2. boot_linear_plateau()

set.seed(123)
boot_lp <- boot_linear_plateau(data = dataframe_soils,
                               stv = STV, ry = RY,
                               target = 90, n = 1e3,
                               # Group by soil
                               soil = soil)

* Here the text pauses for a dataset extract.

PR #5424, opened 2025-08-08
fix bug in PICMI ionization configuration for some elements

BrianMarre:
I mistakenly assumed that the ``periodictable`` library returns a list of all charge states of an element when calling, ``Element.ions``.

# CSTV Confidence Interval
boot_lp_sum <- boot_lp %>% 
              group_by(soil) %>% 
            # Obtain quantiles of interest
            # Note: for linear_plateau, the CSTV for a specific RY target = STVt
              summarise(q025 = quantile(STVt, prob = 0.025, na.rm = TRUE),
                        median = quantile(STVt, prob = 0.500, na.rm = TRUE),
                        q975 = quantile(STVt, prob = 0.975, na.rm = TRUE))

# Plot STVt
boot_lp %>% 
  ungroup() %>% 
  ggplot2::ggplot(aes(x = STVt))+
  geom_density(aes(fill = soil), color = "grey40", alpha = 0.5)+
  # Draw lines
  geom_vline(data = boot_lp_sum, aes(xintercept = median, color = soil),
             linetype = "dashed", linewidth = 1)+
  geom_vline(data = boot_lp_sum, aes(xintercept = q025, color = soil),
              linetype = "dotted", linewidth = 0.5)+
  geom_vline(data = boot_lp_sum, aes(xintercept = q975, color = soil),
              linetype = "dotted", linewidth = 0.5)+
  scale_x_continuous(limits = c(1,10), breaks = seq(1, 10, by = 1))+
  labs(title = "boot_linear_plateau()", x = "STVt for RY=90%")+
  theme_bw()

3. boot_quadratic_plateau()

set.seed(123)
boot_qp <- boot_quadratic_plateau(data = dataframe_soils,
                               stv = STV, ry = RY,
                               target = 90, n = 1000,
                               # Group by soil
                               soil = soil)
#> Error in nlsModel(formula, mf, start, wts) : 
#>   singular gradient matrix at initial parameter estimates

# CSTV Confidence Interval
boot_qp_sum <- boot_qp %>% 
              group_by(soil) %>% 
            # Obtain quantiles of interest
            # Note: for quad_plateau, the CSTV for a specific RY target = STVt
              summarise(q025 = quantile(STVt, prob = 0.025, na.rm = TRUE),
                        median = quantile(STVt, prob = 0.500, na.rm = TRUE),
                        q975 = quantile(STVt, prob = 0.975, na.rm = TRUE))

# Plot STVt
boot_qp %>% 
  ungroup() %>% 
  ggplot2::ggplot(aes(x = STVt))+
  geom_density(aes(fill = soil), color = "grey40", alpha = 0.5)+
  # Draw lines
  geom_vline(data = boot_qp_sum, aes(xintercept = median, color = soil),
             linetype = "dashed", linewidth = 1)+
  geom_vline(data = boot_qp_sum, aes(xintercept = q025, color = soil),
              linetype = "dotted", linewidth = 0.5)+
  geom_vline(data = boot_qp_sum, aes(xintercept = q975, color = soil),
              linetype = "dotted", linewidth = 0.5)+
  scale_x_continuous(limits = c(1,10), breaks = seq(2, 10, by = 1))+
  labs(title = "boot_quadratic_plateau()", x = "CSTV for RY=90%")+
  theme_bw()

4. boot_mitscherlich()

set.seed(123)
boot_mits <- boot_mitscherlich(data = dataframe_soils,
                               stv = STV, ry = RY, type = 1,
                               target = 90, n = 1e3,
                               # Group by soil
                               soil = soil)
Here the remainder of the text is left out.